PR #2516, opened 2025-08-05
Improve MaterialXCore API for Shader Generation

ld-kerley:
Introduce more concrete API calls to MaterialXCore, to help make the interface to Shader Generation more direct.

Functions added:
-  Access for the "bsdf" attribute on a `nodedef` element
- Access for the "sourcecode" attribute on an `implementation` element.

Also use these MaterialXCode API calls, and others in the Shader Generation code,  in favor of more generic `getAttribute(attrName)` calls.

### DIFF
--- a/source/MaterialXCore/Definition.cpp
+++ b/source/MaterialXCore/Definition.cpp
@@ -23,11 +23,13 @@ const string NodeDef::TRANSLATION_NODE_GROUP = "translation";
 
 const string NodeDef::NODE_ATTRIBUTE = "node";
 const string NodeDef::NODE_GROUP_ATTRIBUTE = "nodegroup";
+const string NodeDef::BSDF_ATTRIBUTE = "bsdf";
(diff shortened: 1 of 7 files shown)


niklasharrysson (approved):
This looks good to me.

I just want to point out that the "bsdf" attribute on NodeDefs isn’t documented in the specification, as far as I know. It was originally added as a hint for codegen, to indicate whether a BSDF is reflective, transmissive, or both. One could therefore consider it an implementation detail that should remain internal, in which case it might be better not to publish an API for it.

That said, I think it’s a useful hint that could benefit any backend. So exposing it in the API makes sense to me. Perhaps we should then consider adding it to the specification as well.

ld-kerley:
I've actually been bumping in to some other things with the node classification stuff in the shadergen - so I might actually want to hold off on this change for now. 

I'll try and write up a different issue to discuss the classification things I've been thinking about.

PR #2517, opened 2025-08-07
Fix zenity invocation for KDE

jreichel-nvidia:
The KDE file open dialog hangs because of the trailing space.


jreichel-nvidia:
Can someone take care of NanoGUI which has the same problem (affects MaterialXView)?

jstone-lucasfilm (approved):

jreichel-nvidia:
For reference: In newer versions of NanoGUI the problem has been fixed here:

commit 1cbff2e8d79507e77ab000ee5282c35694689ade
Author: Wenzel Jakob <wenzel.jakob@epfl.ch>
Date:   Fri Aug 29 18:55:10 2025 +0200

    Switch file open/save dialog provider to ``nativefiledialog-extended``

    This commit replaces the hand-written file dialog code in common.cpp
    with the library https://github.com/btzy/nativefiledialog-extended.

    The main consequence of this change is that the Linux implementation of
    these operations switches from zenity to xdg-desktop-portal, causing the
    file dialogs to also work in containers (e.g., flatpak) and non-GTK
    based distributions like KDE. The library also has explicit support for
    Wayland.

jstone-lucasfilm:
Ah, that's good to know, @jreichel-nvidia.  I'm glad Wenzel is still making improvements to NanoGUI, and we should update our submodule reference to the latest commit when time permits.

PR #2518, opened 2025-08-08
Remove unneeded DocumentPtr from MDL ShaderGen

ld-kerley:
Remove unneeded ConstDocumentPtr being passed around inside the MDL shader generator.

While poking around with some Shader Generator refactor experiments I noticed this argument not being used anywhere. 

Tagging @krohmerNV for visibility.


krohmerNV:
looks good to me. I believe this was introduced by while adding annotations. I never managed to get parameter description and range annotations from the mtlx definitions to pass them to MDL. It's fine to remove the pointer. If needed, I can add it back,
Thanks, Lee!

jstone-lucasfilm:
Let's go ahead and include this change in the upcoming 1.39.4, since it's localized to MDL generation and should not impact any functionality.

PR #2519, opened 2025-08-08
add an enhanced validation to catch addition problems.

bhouston:
In creating my blender materialx exporter, I ran into a lot of issues with invalid mtlx files being generator.  In order to address that I created my own validator for mtlx file issues.  I've ported that back to the mxvalidate.py file and made this PR to contribute those additional validates back.

Basically just run "mxvalidate --enhanced glass.mtlx" and it will check now for the following:

- proper node connections.
- surface shader setup, if there is one.
- material structure, if there is one.

I've validated it against all example *.mtlx materials and they all pass, but I did find one warning:

open_pbr_default.mtlx: It has an empty displacementshader input, which I consider to be incorrect:

https://github.com/AcademySoftwareFoundation/MaterialX/blob/main/resources/Materials/Examples/OpenPbr/open_pbr_default.mtlx#L5

### DIFF
--- a/python/Scripts/mxvalidate.py
+++ b/python/Scripts/mxvalidate.py
@@ -13,6 +13,7 @@ def main():
     parser.add_argument("--resolve", dest="resolve", action="store_true", help="Resolve inheritance and string substitutions.")
     parser.add_argument("--verbose", dest="verbose", action="store_true", help="Print summary of elements found in the document.")
     parser.add_argument("--stdlib", dest="stdlib", action="store_true", help="Import standard MaterialX libraries into the document.")
+    parser.add_argument("--enhanced", dest="enhanced", action="store_true", help="Perform enhanced validation including surface shader checks, node connections, and material structure.")
     parser.add_argument(dest="inputFilename", help="Filename of the input document.")
     opts = parser.parse_args()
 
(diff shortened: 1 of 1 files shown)


kwokcb:
Hi @bhouston ,
It's good to see you've look at validation more closely. I just want to leave a couple of comments:

1. There is currently an issue that you don't really get "proper" validation if you don't load in the standard libraries -- and this is an option. I'd be curious if you get better results if this flag is enabled. I logged an issue to remove the flag and load the libraries always but maybe you can do it with this PR.

2. I'm wondering if we have gaps in the material->shader connection setup. It is possible but in general upstream node connection existence should be checked.

3. As for constans or nodes without explicit values, it's possible to be valid as there should be a default value specified by the definition. So may be resolved by 1 -- but worth testing out.

4. We can't really assume only certain types of nodes for upstream surfaceshader's as an arbitrary PBR network could be rotted in a surfaceshader output node.

For anything amiss we should move this into the C++ code which performs validation so all code paths perform the same validation check, not just this Python utility.

For your last point It currently  valid to not have a displacement shader (value="") as not all materials require this. We could make this be an invalid case but we'd have to perform add  upgrade logic to remove the displacment input instead. Probably something to discuss some more.

bhouston:
Yeah, I will close this.

PR #2520, opened 2025-08-08
Initial AOUSD formatting proposals

jstone-lucasfilm:
This changelist contains an initial set of formatting proposals for the Standard Nodes specification, organized by the AOUSD Materials Working Group.

### DIFF
--- a/documents/Specification/MaterialX.StandardNodes.md
+++ b/documents/Specification/MaterialX.StandardNodes.md
@@ -72,51 +72,88 @@ Standard Texture nodes:
 
 <a id="node-image"> </a>
 
-* **`image`**: samples data from a single image, or from a layer within a multi-layer image.  When used in the context of rendering a geometry, the image is mapped onto the geometry based on geometry UV coordinates, with the lower-left corner of an image mapping to the (0,0) UV coordinate (or to the fractional (0,0) UV coordinate for tiled images).
+### `image`
+
+Samples data from a single image, or from a layer within a multi-layer image.  When used in the context of rendering a geometry, the image is mapped onto the geometry based on geometry UV coordinates, with the lower-left corner of an image mapping to the (0,0) UV coordinate (or to the fractional (0,0) UV coordinate for tiled images).
+
 The type of the &lt;image> node determines the number of channels output, which may be less than the number of channels in the image file, outputting the first N channels from the image file.  So a `float` &lt;image> would return the Red channel of an RGB image, and a `color3` &lt;image> would return the RGB channels of an RGBA image.  If the type of the &lt;image> node has more channels than the referenced image file, then the output will contain zero values in all channels beyond the N channels of the image file.
-    * `file` (uniform filename): the URI of an image file.  The filename can include one or more substitutions to change the file name (including frame number) that is accessed, as described in the [Filename Substitutions](./MaterialX.Specification.md#filename-substitutions) section in the main Specification document.
-    * `layer` (uniform string): the name of the layer to extract from a multi-layer input file.  If no value for `layer` is provided and the input file has multiple layers, then the "default" layer will be used, or "rgba" if there is no "default" layer.  Note: the number of channels defined by the `type` of the `<image>` must match the number of channels in the named layer.
-    * `default` (float or color<em>N</em> or vector<em>N</em>): a default value to use if the `file` reference can not be resolved (e.g. if a &lt;_geometry token_>, [_interface token_] or {_hostattr_} is included in the filename but no substitution value or default is defined, or if the resolved `file` URI cannot be read), or if the specified `layer` does not exist in the file.  The `default` value must be the same type as the `<image>` element itself.  If `default` is not defined, the default color value will be 0.0 in all channels.
-    * `texcoord` (vector2): the name of a vector2-type node specifying the 2D texture coordinate at which the image data is read.  Default is to use the current u,v coordinate.
-    * `uaddressmode` (uniform string): determines how U coordinates outside the 0-1 range are processed before sampling the image; see below.  Default is "periodic".
-    * `vaddressmode` (uniform string): determines how V coordinates outside the 0-1 range are processed before sampling the image; see below.  Default is "periodic".
-    * `filtertype` (uniform string): the type of texture filtering to use; standard values include "closest" (nearest-neighbor single-sample), "linear", and "cubic".  If not specified, an application may use its own default texture filtering method.
+
+The `file` input can include one or more substitutions to change the file name that is accessed, as described in the [Filename Substitutions](./MaterialX.Specification.md#filename-substitutions) section in the main Specification document.  The `filtertype` input supports options `closest` (nearest-neighbor single-sample), `linear`, and `cubic`.
+
+|Port            |Description                                                                                                      |Type                  |Default  |Accepted Values                  |
+|----------------|-----------------------------------------------------------------------------------------------------------------|----------------------|---------|---------------------------------|
+|`file`          |The URI of an image file                                                                                         |filename              |__empty__|                                 |
+|`layer`         |The name of the layer to extract from a multi-layer input file                                                   |string                |__empty__|                                 |
+|`default`       |A default value to use if the file reference can not be resolved                                                 |float, colorN, vectorN|__zero__ |                                 |
+|`texcoord`      |The 2D texture coordinate at which the image data is read                                                        |vector2               |_UV0_    |                                 |
+|`uaddressmode`  |Determines how U coordinates outside the 0-1 range are processed before sampling the image                       |string                |periodic |constant, clamp, periodic, mirror|
+|`vaddressmode`  |Determines how V coordinates outside the 0-1 range are processed before sampling the image                       |string                |periodic |constant, clamp, periodic, mirror|
+|`filtertype`    |The type of texture filtering to use                                                                             |string                |linear   |closest,linear,cubic             |
+|`framerange`    |A string 'minframe-maxframe', e.g. '10-99', to specify the range of frames that the image file is allowed to have|string                |__empty__|                                 |
+|`frameoffset`   |A number that is added to the current frame number to get the image file frame number                            |integer               |0        |                                 |
+|`frameendaction`|What to do when the resolved image frame number is outside the `framerange` range                                |string                |constant |constant, clamp, periodic, mirror|
+|`out`           |Output: the sampled texture value                                                                                |Same as `default`     |__zero__ |                                 |
 
 <a id="node-tiledimage"> </a>
 
-* **`tiledimage`** (NG): samples data from a single image, with provisions for tiling and offsetting the image across uv space.
-    * `file` (uniform filename): the URI of an image file.  The filename can include one or more substitutions to change the file name (including frame number) that is accessed, as described in the [Filename Substitutions](./MaterialX.Specification.md#filename-substitutions) section in the main Specification document.
-    * `default` (float or color<em>N</em> or vector<em>N</em>): a default value to use if the `file` reference can not be resolved (e.g. if a &lt;geomtoken>, [interfacetoken] or {hostattr} is included in the filename but no substitution value or default is defined, or if the resolved file URI cannot be read), or if the specified `layer` does not exist in the file.  The `default` value must be the same type as the `<image>` element itself.  If `default` is not defined, the default color value will be 0.0 in all channels.
-    * `texcoord` (vector2): the name of a vector2-type node specifying the 2D texture coordinate at which the image data is read.  Default is to use the current u,v coordinate.
-    * `uvtiling` (vector2): the tiling rate for the given image along the U and V axes. Mathematically equivalent to multiplying the incoming texture coordinates by the given vector value. Default value is (1.0, 1.0).
-    * `uvoffset` (vector2): the offset for the given image along the U and V axes. Mathematically equivalent to subtracting the given vector value from the incoming texture coordinates. Default value is (0.0, 0.0).
-    * `realworldimagesize` (vector2): the real-world size represented by the `file` image, with unittype "distance".  A `unit` attribute may be provided to indicate the units that `realworldimagesize` is expressed in.
-    * `realworldtilesize` (vector2): the real-world size of a single square 0-1 UV tile, with unittype "distance".  A `unit` attribute may be provided to indicate the units that `realworldtilesize` is expressed in.
-    * `filtertype` (uniform string): the type of texture filtering to use; standard values include "closest" (nearest-neighbor single-sample), "linear", and "cubic".  If not specified, an application may use its own default texture filtering method.
+### `tiledimage`
+Samples data from a single image, with provisions for tiling and offsetting the image across uv space.
+
+The `file` input can include one or more substitutions to change the file name that is accessed, as described in the [Filename Substitutions](./MaterialX.Specification.md#filename-substitutions) section in the main Specification document.
+
+|Port                |Description                                                                                                      |Type                  |Default  |Accepted Values                  |
+|--------------------|-----------------------------------------------------------------------------------------------------------------|----------------------|---------|---------------------------------|
+|`file`              |The URI of an image file                                                                                         |filename              |__empty__|                                 |
+|`default`           |A default value to use if the file reference can not be resolved                                                 |float, colorN, vectorN|__zero__ |                                 |
+|`texcoord`          |The 2D texture coordinate at which the image data is read                                                        |vector2               |_UV0_    |                                 |
+|`uvtiling`          |The tiling rate for the given image along the U and V axes                                                       |vector2               |1.0, 1.0 |                                 |
+|`uvoffset`          |The offset for the given image along the U and V axes                                                            |vector2               |0.0, 0.0 |                                 |
+|`realworldimagesize`|The real-world size represented by the file image                                                                |vector2               |1.0, 1.0 |                                 |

**WORK REQUEST:** Reply with nothing except the number of lines in the listing above that include "equivalent".

**OUTPUT:** 2